We can perform a basic multiple imputation by simply doing: Note this may take a very long time with big data sets
dat2<-brfss_17
samp2<-sample(1:dim(dat2)[1], replace = F, size = 500)
dat2$skcancerknock<-dat2$skcancer
dat2$skcancerknock[samp2]<-NA
head(dat2[, c("skcancerknock","skcancer")])
## # A tibble: 6 x 2
## skcancerknock skcancer
## <dbl> <dbl>
## 1 0 0
## 2 1 1
## 3 0 0
## 4 0 0
## 5 0 0
## 6 1 1
imp<-mice(data = dat2[,c("skcancer", "ins", "smoke", "agec","educ","race_eth")], seed = 22, m = 5)
##
## iter imp variable
## 1 1 skcancer ins smoke educ race_eth
## 1 2 skcancer ins smoke educ race_eth
## 1 3 skcancer ins smoke educ race_eth
## 1 4 skcancer ins smoke educ race_eth
## 1 5 skcancer ins smoke educ race_eth
## 2 1 skcancer ins smoke educ race_eth
## 2 2 skcancer ins smoke educ race_eth
## 2 3 skcancer ins smoke educ race_eth
## 2 4 skcancer ins smoke educ race_eth
## 2 5 skcancer ins smoke educ race_eth
## 3 1 skcancer ins smoke educ race_eth
## 3 2 skcancer ins smoke educ race_eth
## 3 3 skcancer ins smoke educ race_eth
## 3 4 skcancer ins smoke educ race_eth
## 3 5 skcancer ins smoke educ race_eth
## 4 1 skcancer ins smoke educ race_eth
## 4 2 skcancer ins smoke educ race_eth
## 4 3 skcancer ins smoke educ race_eth
## 4 4 skcancer ins smoke educ race_eth
## 4 5 skcancer ins smoke educ race_eth
## 5 1 skcancer ins smoke educ race_eth
## 5 2 skcancer ins smoke educ race_eth
## 5 3 skcancer ins smoke educ race_eth
## 5 4 skcancer ins smoke educ race_eth
## 5 5 skcancer ins smoke educ race_eth
print(imp)
## Class: mids
## Number of multiple imputations: 5
## Imputation methods:
## skcancer ins smoke agec educ race_eth
## "pmm" "pmm" "pmm" "" "polyreg" "polyreg"
## PredictorMatrix:
## skcancer ins smoke agec educ race_eth
## skcancer 0 1 1 1 1 1
## ins 1 0 1 1 1 1
## smoke 1 1 0 1 1 1
## agec 1 1 1 0 1 1
## educ 1 1 1 1 0 1
## race_eth 1 1 1 1 1 0
The results here shows how many imputations were done. It also shows total missingness, which imputation method was used for each variable (because you wouldn’t want to use a normal distribution for a categorical variable!!).
It also shows the sequence of how each variable is visited (or imputed, the default is left to right).

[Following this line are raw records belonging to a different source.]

PR #56, opened 2021-04-26
Upgrade Docker Images

alan20854:
Per our Harvard customer, who uses [self-hosted runners](https://docs.github.com/en/actions/hosting-your-own-runners/about-self-hosted-runners) on their Github Enterprise (server) instance, they're currently getting errors running our action. The action was previously working on their original runner, but since centralizing their runners, it's no longer working (erroring on our exec.Command git commands with `exit status 128`).

He spun up two self-hosted runners to test (one with Ubuntu 20.04 LTS vs one with Ubuntu 18.04 LTS), and version 20 works while version 18 does not. Could this be because our docker images are behind in version? What are some potential reasons why we're seeing this behavior? Could version 20 address some compatibility issues that 18 did not have?

If bumping alpine to latest doesn't work, should we just have the image for our binary be ubuntu:20? I forget how long it took to build an ubuntu image, but I think that was the reasoning behind using alpine instead initially.


alan20854:
Also, the customer is happy to re-run our action, so we could tweak which images we're using to get a good balance between what works and build time

louis-nightfall (approved):

Dockerfile
```diff
@@ -15,7 +15,7 @@ COPY . .
 
 RUN CGO_ENABLED=1 GOOS=linux go build -a -installsuffix cgo -o nightfall_code_scanner ./cmd/nightfalldlp/
 
-FROM alpine:3.8
+FROM alpine:latest
```
bradleymcallister97: I am wondering if we should use `latest` as the tag. If we use this then we will always be grabbing the newest alpine image. So we can eventually start pulling images that have a major version increase without having tested it. Not sure if this is desired? 

At one point I thought you could use the tag `3.x.x` or `3.x` and this would always get the latest version on major version `3`. But cannot seem to get this to work locally when pulling the alpine image.

alan20854:
Bug Description + Resolution documented here: https://shorelineai.slack.com/archives/C01BEMYMU2V/p1619558051121100

The issue was the self-hosted runner git version was < 2.18, so the result from the actions/checkout step wasn't what we expect when the version >= 2.18

PR #57, opened 2021-09-16
Use new nightfall API client

bradleymcallister97:


Dhertz (approved):

internal/nightfallconfig/nightfall_config_test.go
```diff
@@ -48,6 +63,8 @@ func TestGetNightfallConfig(t *testing.T) {
 		FileExclusionList:  []string{".nightfalldlp/config.json"},
 	}
 	actualConfig, err := nightfallconfig.GetNightfallConfigFile(workspacePath, testFileName, nil)
+	val, _ := json.Marshal(expectedConfig)
+	fmt.Println(string(val))
```
alan20854: rm print

alan20854 (approved):

internal/nightfallconfig/nightfall_config_test.go
bradleymcallister97: good catch

PR #33, opened 2016-10-02
Remove build command

chalasr:
The first motivation for having this command was to have a better control over the VM provisioning,  a better error catching and a better behavior in case of fail, with btw a nice output.

However, it would be so hard to maintain for not much value.
So let's stay focused on the `setup` which is the main feature of this tool, lots of nice stuff can (and have to) be done on this part.


ogizanagi:
The `README.md` should be updated as well.

But let's wait for @nervo and @hyvs opinions about this. Maybe they have something else in mind that could live inside the `manala/manala` repository and bring enough value without being redondant with the manala roles config (and the `Makefile`).

nervo:
Ready to discuss tomorow morning :)

src/Exception/HandlingFailureException.php
```diff
@@ -1,16 +0,0 @@
...
- *
- * (c) Manala <contact@manala.io>
- *
- * For the full copyright and license information, please refer to the LICENSE
- * file that was distributed with this source code.
- */
-
-namespace Manala\Exception;
-
-class HandlingFailureException extends \RuntimeException
```
ogizanagi, line 14: This one is to keep (used by `Diff` and should probably be added to the `@throws` docblock section of [`Manala\Handler\Handler::handle()`](https://github.com/manala/manala/blob/master/src/Handler/Handler.php#L30))

ogizanagi (changes requested):

src/Exception/HandlingFailureException.php
chalasr: Good catch

chalasr: Fixed

ogizanagi (approved):

chalasr:
The naming has changed in the `manala.yml` mapping, now it contains two targets `setup` and `install`, both have placeholders in the makefile, replaced at manalizing.

The `BuildTest` (now calling `make setup`) is green.

src/Env/EnvFactory.php
```diff
@@ -24,16 +23,17 @@
...
-    public static function createEnv(
-        EnvEnum $type,
-        AppName $AppName,
-        MakeTarget $postProvisionTask,
-        \Traversable $dependencies
-    ) {
+    /**
+     * @param EnvEnum $type
+     *
+     * @return Env
```
ogizanagi: the whole docblock can be removed (was removed in #40 btw)

src/Resources/symfony/manala.yml
```diff
@@ -36,7 +36,14 @@ packages:
...
         enabled:    false
 
-script:
-    post_provision:
+make_targets:
+    install:
         - composer install --verbose
         - bin/console doctrine:database:create --if-not-exists
+    setup:
+        - if [ -d  "./var/cache" ]; then rm -rf ./var/cache && mkdir ./var/cache; fi;
```
chalasr, line 44: This is a workaround mandatory until @nervo automagically dumps all the files from these directories into a temp dir then redump them after provisioning (I have not the heart to write such in the makefile, this is already so ugly)

chalasr: Here is the error output:

> fatal: [localhost]: FAILED! => {"changed": false, "failed": true, "gid": 20, "group": "dialout", "mode": "0755", "msg": "the directory /srv/app/var/logs is not empty, refusing to convert it", "owner": "501", "path": "/srv/app/var/logs", "size": 102, "state": “directory”

Because of a `.gitkeep` installed by the symfony standard edition and files created by composer scripts

ogizanagi (changes requested):
Don't forget to remove the usage in `README.md` :)

ogizanagi (approved):

src/Resources/symfony/manala.yml
```diff
@@ -36,7 +36,14 @@ packages:
         required:   false
         enabled:    false
 
-script:
-    post_provision:
+make_targets:
```
chalasr, line 39: Note that this allows to have only one generic makefile. Most of the targets that aren't in this yaml file are not specific to the env type at all.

We may want to make sure imputed values are plausible by having a look. For instance, are the skcancer values outside of the range of the data.
head(imp$imp$skcancer)
## 1 2 3 4 5
## 446 0 0 0 0 0
## 697 0 0 0 0 0
## 876 0 0 0 0 1
## 939 0 0 0 0 1
## 1150 0 0 0 0 0
## 1344 0 0 1 0 0
summary(imp$imp$skcancer)
## 1 2 3 4
## Min. :0.00000 Min. :0.00000 Min. :0.00000 Min. :0.00000
## 1st Qu.:0.00000 1st Qu.:0.00000 1st Qu.:0.00000 1st Qu.:0.00000
## Median :0.00000 Median :0.00000 Median :0.00000 Median :0.00000
## Mean :0.03529 Mean :0.04706 Mean :0.07059 Mean :0.04706
## 3rd Qu.:0.00000 3rd Qu.:0.00000 3rd Qu.:0.00000 3rd Qu.:0.00000
## Max. :1.00000 Max. :1.00000 Max. :1.00000 Max. :1.00000
## 5
## Min. :0.0000
## 1st Qu.:0.0000
## Median :0.0000
## Mean :0.1294
## 3rd Qu.:0.0000
## Max. :1.0000
summary(brfss_17$skcancer)
## Min. 1st Qu. Median Mean 3rd Qu. Max. NA's
## 0.00000 0.00000 0.00000 0.09452 0.00000 1.00000 85
head(imp$imp$ins)
## 1 2 3 4 5
## 400 1 0 1 1 1
## 514 1 1 1 1 1
## 705 1 1 1 1 1
## 1371 1 1 0 1 1
## 1452 1 0 1 1 1
## 2256 0 0 1 1 1
summary(imp$imp$ins)
## 1 2 3 4
## Min. :0.0000 Min. :0.0000 Min. :0.0000 Min. :0.0000
## 1st Qu.:1.0000 1st Qu.:1.0000 1st Qu.:1.0000 1st Qu.:1.0000
## Median :1.0000 Median :1.0000 Median :1.0000 Median :1.0000
## Mean :0.9189 Mean :0.8108 Mean :0.8559 Mean :0.8468
## 3rd Qu.:1.0000 3rd Qu.:1.0000 3rd Qu.:1.0000 3rd Qu.:1.0000
## Max. :1.0000 Max. :1.0000 Max. :1.0000 Max. :1.0000
## 5
## Min. :0.0000
## 1st Qu.:1.0000
## Median :1.0000
## Mean :0.8829
## 3rd Qu.:1.0000
## Max. :1.0000
This shows the imputed values for the first 6 cases across the 5 different imputations, as well as the numeric summary of the imputed values. We can see that there is variation across the imputations, because the imputed values are not the same.
library(lattice)
stripplot(imp,skcancer~race_eth|.imp, pch=20)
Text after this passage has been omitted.